▶ TASK TO CARRY OUT: Among the entries below, copy every line that carries the word "xmpp".

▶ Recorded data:
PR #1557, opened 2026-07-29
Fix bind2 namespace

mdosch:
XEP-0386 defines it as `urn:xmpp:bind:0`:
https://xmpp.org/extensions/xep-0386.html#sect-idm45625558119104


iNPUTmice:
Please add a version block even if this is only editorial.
==
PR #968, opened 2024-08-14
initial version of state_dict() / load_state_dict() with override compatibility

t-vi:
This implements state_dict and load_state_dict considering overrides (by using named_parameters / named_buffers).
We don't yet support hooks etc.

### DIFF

▶ TASK ANSWER:
XEP-0386 defines it as `urn:xmpp:bind:0`:
https://xmpp.org/extensions/xep-0386.html#sect-idm45625558119104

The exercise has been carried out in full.